Material for this task
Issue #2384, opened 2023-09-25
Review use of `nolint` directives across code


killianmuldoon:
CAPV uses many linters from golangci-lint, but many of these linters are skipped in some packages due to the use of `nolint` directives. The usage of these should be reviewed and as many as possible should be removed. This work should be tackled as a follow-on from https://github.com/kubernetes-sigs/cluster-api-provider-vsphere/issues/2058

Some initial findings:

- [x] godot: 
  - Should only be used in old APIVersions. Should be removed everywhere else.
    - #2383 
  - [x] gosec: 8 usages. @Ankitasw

Exercise brief
Only a number is expected in response: how many lines of the records above include the word "directives".

Answer
2